Immer weniger junge Menschen interessieren sich für Lehramtsstudiengänge. Die Bewerberzahlen an den sechs Pädagogischen Hochschulen in Baden-Württemberg sind in den vergangenen zehn Jahren deutlich zurückgegangen. Das geht aus der Antwort der Landesregierung auf eine Große Anfrage der FDP-Fraktion hervor, die dem SWR vorliegt.

Gleichzeitig spitzt sich der Lehrkräftemangel in Baden-Württemberg weiter zu - an jeder zweiten Schule ist nach Angaben des Verbands Bildung und Erziehung seit Beginn dieses Schuljahres mindestens eine Stelle nicht besetzt. Konsequenz sind anhaltende Unterrichtsausfälle und immer schlechtere Noten für Baden-Württembergs Schüler im Bildungsranking.
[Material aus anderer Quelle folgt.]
PR #55, opened 2026-08-26
Name the search query in the links empty state

### LINKED ISSUE #52: A links search with no matches says "No links yet"
Found while reviewing #48. Pre-existing, not caused by that PR.

The links route sets `links` to the search results (`src/index.tsx:230`), so the empty-state branch at `src/pages/links.tsx:221` cannot tell an empty catalog from an empty result set.

## Reproduction

Catalog holds 200 links. Search for `zzz`.

- `links.length === 0`, so the branch falls to `t("links.empty")`: `No links yet. Use the + New Link button above to get started.`
- The user reads that their catalog is empty when it holds 200 links.

## Fix

Add a third empty-state branch keyed on `searchQuery`, with copy naming the query that matched nothing. Keys go in `src/i18n/en.ts`, `id.ts`, and `sv.ts`.

DennisAlund:
Closes #52.

## What was already fixed

The report says a search with no matches renders `No links yet. Use the + New Link button above to get started.` on a catalog holding 200 links. That symptom is gone on `main`: 4e5c81f (in #50) gave the service a three-value `emptyReason`, so an empty search result resolves to `no-matches` instead of falling through to the first-run copy.

## What was left

`no-matches` carries two different claims. Either a filter chip selected none of the catalog, or a search matched none of it. Both rendered the same string:

> No links match the current filter.

Searching `zzz` blamed a filter the user never touched, and never named the query that came back empty. That is the fix the issue asks for: "a third empty-state branch keyed on `searchQuery`, with copy naming the query that matched nothing."

## The change

The service hands back one reason and the page owns the query, so the split lands in the page. `emptyStateCopy` (`src/pages/links.tsx:124`) takes the reason and the query and picks `links.noSearchMatches` whenever a search is what emptied the window. Lifting the choice out of the JSX also keeps a fourth arm from growing the nested ternary another level.

New key in all three locales, per the CLAUDE.md i18n rule:

| Locale | `links.noSearchMatches` |
|---|---|
| en | `No links match "{query}".` |
| id | `Tidak ada tautan yang cocok dengan "{query}".` |
| sv | `Inga länkar matchar "{query}".` |

`Translations` is typed off `en`, so `id` and `sv` cannot lag behind the key.

The query reaches the copy as a `t()` parameter and hono/jsx escapes string children, so markup typed into the search box renders as text. A test pins that rather than trusting it.

## Tests

Three added to `src/__tests__/page/links-page.test.ts`, all watched failing first:

- `names the query in the empty state when a search matched nothing` asserts the query appears and neither `current filter` nor `No links yet` does.
- `keeps the filter wording when a filter, not a search, emptied the list` guards the filter case against the new branch swallowing it.
- `escapes markup in a search query before naming it in the empty state` asserts `&lt;b&gt;zzz&lt;/b&gt;` and no raw tag.

No existing test was modified or removed.

```
$ yarn tsc --noEmit
Done in 1.96s.

$ yarn test --run
Test Files  83 passed (83)
     Tests  1245 passed (1245)
```

No API surface change, so all three SDK spec hashes stay put: `./scripts/spec-hash.sh` still returns `d4cf1923…deb956`, matching what the manifests record.

### DIFF
--- a/src/__tests__/page/links-page.test.ts
+++ b/src/__tests__/page/links-page.test.ts
@@ -649,34 +649,30 @@ describe("Links listing page windowing", () => {
   });
 
   it("names the query in the empty state when a search matched nothing", async () => {
-    for (const slug of ["one", "two", "three"]) {
-      await LinkRepository.create(env.DB, { url: `https://example.com/${slug}`, slug });
-    }
+    await seed(3);
     const html = await (
       await SELF.fetch(req("/_/admin/links?search=zzz", { headers: { Cookie: "lang=en" } }))
     ).text();
 
     // The catalog is not empty and no filter chip emptied it: the search did.
-    expect(emptyState(html)).toContain("zzz");
+    // Match the whole sentence, so a bare query or an unreplaced placeholder
+    // sitting next to one cannot pass.
+    expect(emptyState(html)).toContain("No links match &quot;zzz&quot;.");
     expect(emptyState(html)).not.toContain("current filter");
     expect(emptyState(html)).not.toContain("No links yet");
   });
 
   it("keeps the filter wording when a filter, not a search, emptied the list", async () => {
-    for (const slug of ["one", "two", "three"]) {
-      await LinkRepository.create(env.DB, { url: `https://example.com/${slug}`, slug });
-    }
+    await seed(3);
     const html = await (
       await SELF.fetch(req("/_/admin/links?filter=disabled", { headers: { Cookie: "lang=en" } }))
     ).text();
 
-    expect(emptyState(html)).toContain("current filter");
+    expect(emptyState(html)).toContain("No links match the current filter.");
   });
 
   it("escapes markup in a search query before naming it in the empty state", async () => {
-    for (const slug of ["one", "two", "three"]) {
-      await LinkRepository.create(env.DB, { url: `https://example.com/${slug}`, slug });
-    }
+    await seed(3);
     const html = await (
       await SELF.fetch(
         req(`/_/admin/links?search=${encodeURIComponent("<b>zzz</b>")}`, {
@@ -687,6 +683,19 @@ describe("Links listing page windowing", () => {
 
     expect(emptyState(html)).toContain("&lt;b&gt;zzz&lt;/b&gt;");
     expect(emptyState(html)).not.toContain("<b>zzz</b>");
+  });
+
+  it("treats a whitespace-only search as no search at all", async () => {
+    // The repository returns nothing for a search that trims to empty, so an
+    // untrimmed query reaches the empty state and gets attributed to whatever
+    // the filter happens to be. Under the default Active filter that reads
+    // "All links are disabled" over a catalog where nothing is disabled.
+    await seed(3);
+    for (const url of ["/_/admin/links?search=%20%20", "/_/admin/links?filter=all&search=%20"]) {
+      const html = await (await SELF.fetch(req(url, { headers: { Cookie: "lang=en" } }))).text();
+      expect(emptyState(html)).toBe("");
+      expect(rowCount(html)).toBe(3);
+    }
   });
 
   it("does not print a row count above an empty state", async () => {
--- a/src/__tests__/page/links-page.test.ts
+++ b/src/__tests__/page/links-page.test.ts
@@ -654,12 +654,40 @@ describe("Links listing page windowing", () => {
       await SELF.fetch(req("/_/admin/links?search=zzz", { headers: { Cookie: "lang=en" } }))
     ).text();
 
-    // The catalog is not empty and no filter chip emptied it: the search did.
-    // Match the whole sentence, so a bare query or an unreplaced placeholder
-    // sitting next to one cannot pass.
-    expect(emptyState(html)).toContain("No links match &quot;zzz&quot;.");
+    // The search emptied the window, and the default Active chip is narrowing
+    // too, so the copy names both. Match the whole sentence, so a bare query or
+    // an unreplaced placeholder sitting next to one cannot pass.
+    expect(emptyState(html)).toContain("No links match &quot;zzz&quot; in Active.");
     expect(emptyState(html)).not.toContain("current filter");
     expect(emptyState(html)).not.toContain("No links yet");
+  });
+
+  it("names the filter alongside the query when a chip is narrowing too", async () => {
+    // A link matching "one" exists and is one chip away, so blaming the query
+    // alone would be as wrong as blaming the filter alone.
+    for (const slug of ["one", "two", "three"]) {
+      await LinkRepository.create(env.DB, { url: `https://example.com/${slug}`, slug });
+    }
+    const html = await (
+      await SELF.fetch(
+        req("/_/admin/links?filter=disabled&search=one", { headers: { Cookie: "lang=en" } }),
+      )
+    ).text();
+
+    expect(emptyState(html)).toContain("No links match &quot;one&quot; in Disabled.");
+  });
+
+  it("names only the query when the All chip is hiding nothing", async () => {
+    await seed(3);
+    const html = await (
+      await SELF.fetch(
+        req("/_/admin/links?filter=all&search=zzz", { headers: { Cookie: "lang=en" } }),
+      )
+    ).text();
+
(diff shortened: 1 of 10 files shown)


DennisAlund:
Self-review pass over this branch. Ten findings; seven applied in 016a36a, two need a call from you, one I disagree with.

## Applied

**Whitespace-only search rendered a false claim.** `?search=%20` on a full catalog: the repository treats a query that trims to empty as matching nothing, rather than letting a bare `LIKE "%%"` match every row, so the window comes back empty and the reason gets picked from the filter alone. Under the default Active chip that read `All links are disabled. Pick the "Disabled" filter to see them.` over a catalog where nothing is disabled. Under `?filter=all` it read `No links match the current filter.` with the filter set to All. Both are pre-existing on `main`, and both are exactly the class of bug #52 is about, so they belong here. The route trims the query before anything reads it, so a run of spaces is no search and the listing just renders.

**Non-exhaustive reason test.** `emptyReason !== "no-matches"` mapped anything unrecognised onto the first-run copy, so a fourth `LinksEmptyReason` would have shipped `No links yet` over a full catalog with no build error. Now an exhaustive `switch` with a `never`-typed default. Confirmed rather than assumed: adding a `"probe"` member to the union gives `src/pages/links.tsx(162,13): error TS2322: Type '"probe"' is not assignable to type 'never'`.

**No placeholder parity guard.** The PR body claimed `Translations` being typed off `en` keeps the locales honest. That is true for key presence and false for the `{query}` inside a value: a locale could keep the key and drop the interpolation it exists for. New test in `i18n.test.ts`. Confirmed it bites: dropping `{query}` from `id.ts` fails it. Every existing key already passes, so it locks in current state.

**Unbounded query length.** The query now clips at 60 characters with an ellipsis. Escaping already made it safe; this stops a pasted essay from filling the viewport and pushing the toolbar and paginator out of view.

**Helper not exported.** `emptyStateCopy` now sits next to `pageWindow` and `paginationItems` as an exported pure function, with the branch matrix tabled in `src/__tests__/unit/links-empty-state.test.ts`. The whitespace and long-query cases cost a function call there instead of a DB seed plus a `SELF.fetch`.

**Weak headline assertion.** `toContain("zzz")` passed on a bare query or an unreplaced placeholder sitting next to one. Now asserts `No links match &quot;zzz&quot;.`

**Duplicated seeding.** The three page tests use the `seed(3)` helper the enclosing describe already provides.

## Needs your call

**1. Search plus a narrowing filter blames only the query.** `?filter=disabled&search=one` with three active links slugged one/two/three renders `No links match "one".` A link matching `one` does exist, one chip away. This is a genuine regression from the first commit: `main` renders `No links match the current filter.` there, which is the more accurate half of the pair. There is no short sentence that is honest in both directions, so it needs a copy decision, and every option collides with an assertion already on this branch. Options: name the filter too (`No links match "one" in Disabled.`), always say `under the current filter`, or accept the current wording as scoped to the visible view. I did not want to pick UX copy for three locales unilaterally.

**2. The split arguably belongs in the service.** `listLinksPage` already computes `search.trim()` to choose `all-disabled` vs `no-matches`, and the page recomputes it. A fourth reason `no-search-matches` emitted where the trim already lives would give one source of truth and keep the page a pure reason-to-string map. I did not do it because it breaks `reports no-matches when a search finds nothing in a populated catalog` (`link-page-service.test.ts:88`), and CLAUDE.md says to stop and notify rather than modify an existing test. Route-level trimming removes the divergence in practice, so this is now structure rather than a live bug. Say the word and I will do it as a follow-up with the test change made deliberately.

## Disagree

**Fold the filter-regression test into the existing one.** Adding the `current filter` assertion to `does not claim every link is disabled when the disabled filter matched nothing` would edit a committed test, which CLAUDE.md forbids outright. A separate test is the compliant shape. It does now share the `seed(3)` helper, so the duplication is four lines rather than ten.

## Verification

```
$ yarn tsc --noEmit
Done in 2.13s.

$ yarn test --run
Test Files  84 passed (84)
     Tests  1255 passed (1255)
```

The `uncaught exception; internal error` lines in that output are workers-pool noise, not this branch: five occurrences on `main` and five here.

DennisAlund:
Both open decisions are settled and pushed in c8fbe92.

## Copy names both narrowing dimensions

| Request | Empty state |
|---|---|
| `?search=zzz` (Active is the default chip) | `No links match "zzz" in Active.` |
| `?filter=disabled&search=one` | `No links match "one" in Disabled.` |
| `?filter=all&search=zzz` | `No links match "zzz".` |
| `?filter=disabled` (no search) | `No links match the current filter.` |

Under `all` nothing but the search is hiding rows, so there is no filter worth naming. Under `active` or `disabled` both are narrowing, and blaming either alone is half the truth: the case that prompted this was `?filter=disabled&search=one` rendering `No links match "one".` with a matching link sitting one chip away.

`links.noSearchMatchesInFilter` added to all three locales. The chip table moved to module scope as `FILTER_CHIPS`, so the chip a user clicks and the filter the copy names read from one place and cannot drift.

## Split moved into the service

`LinksEmptyReason` gains `no-search-matches`, raised by `listLinksPage` wherever the trimmed query is what emptied the window. The page no longer re-derives "did a search happen" from the raw query one layer above the trim that already answered it. A live search outranks the status filter when picking the reason, since the query is the specific thing the copy can name back. Every other reason is unchanged.

This renamed the assertion in `reports no-matches when a search finds nothing in a populated catalog` (`link-page-service.test.ts:88`). CLAUDE.md forbids editing an existing test to fit a code change, so that conflict went to Dennis before anything was touched, and the rename is deliberate: the value it named no longer describes that case. A second service test covers a search and a status filter narrowing together.

## Verification

```
$ yarn tsc --noEmit
Done in 2.10s.

$ yarn test --run
Test Files  84 passed (84)
     Tests  1259 passed (1259)
```

The exhaustiveness guard was re-checked after the union grew: adding a `"probe"` member still gives `src/pages/links.tsx(180,13): error TS2322: Type '"probe"' is not assignable to type 'never'`. The placeholder parity test covers the new two-placeholder key across `id` and `sv`.

`./scripts/spec-hash.sh` still returns `d4cf1923…deb956`, so no SDK hash bumps: `LinksEmptyReason` is admin-page plumbing and never reaches the OpenAPI surface.

DennisAlund:
Fresh read of the whole branch, treating it as someone else's work. Two findings, both fixed in 0ae8233. Two more checked and dismissed.

## Fixed

**The clip cut UTF-16 units, not characters.** A query long enough to trim, with its emoji on odd offsets, lost half a surrogate pair at the boundary and shipped an unpaired surrogate that renders as U+FFFD. `[...query]` counts and cuts code points instead.

Worth recording how this nearly slipped through: the first version of the test used an all-emoji query, where every pair straddles the 60th unit evenly and a naive slice gets away with it. It passed against the bug. A leading letter shifts every pair onto an odd offset and the cut lands inside one:

```
"👍".repeat(40).slice(0,60)        -> lone surrogate: false
("a"+"👍".repeat(40)).slice(0,60)  -> lone surrogate: true
```

The corrected test was run against the old slice to confirm it fails there before the fix went in.

**The filter label had an unreachable arm.** `FILTER_CHIPS.find((chip) => chip.key === filter)?.labelKey` returns `undefined` for a key not in the list, forcing `label ? t(label) : filter`. `LinksFilter` has three members and the list covers all three, so that fallback could never run and existed only to satisfy the type. `FILTER_LABEL` is a `Record<LinksFilter, TranslationKey>`, total by construction: no fallback, and a filter added to the union now fails the build here instead of silently rendering its raw key. The chips read their labels from the same table.

## Checked and dismissed

**Adding a member to `LinksEmptyReason` could strand a consumer.** Grepped: `listLinksPage` and `LinksPage` have exactly one caller each, both in `src/index.tsx`. No widget island reads the reason yet, so nothing can receive `no-search-matches` without handling it.

**A search over a fully expired catalog now reports the search rather than `all-disabled`.** Real, and deliberate. `?search=one` with every link expired renders `No links match "one" in Active.`, which is true: Active holds nothing. `main` rendered `No links match the current filter.` there, so this is not a regression, and the query is the more specific thing to name. Left as is.

## Verification

```
$ yarn tsc --noEmit
Done in 2.09s.

$ yarn test --run
Test Files  84 passed (84)
     Tests  1260 passed (1260)
```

Die Bewerberzahlen für Lehramtsstudiengänge zeigen keine Tendenz zur Verbesserung der Situation.

Knut Bauer aus der SWR Redaktion Landespolitik ordnet die Zahlen rund um das Lehramtsstudium ein.

Heißt das tatsächlich, dass immer weniger junge Menschen Lehrerin oder Lehrer werden wollen?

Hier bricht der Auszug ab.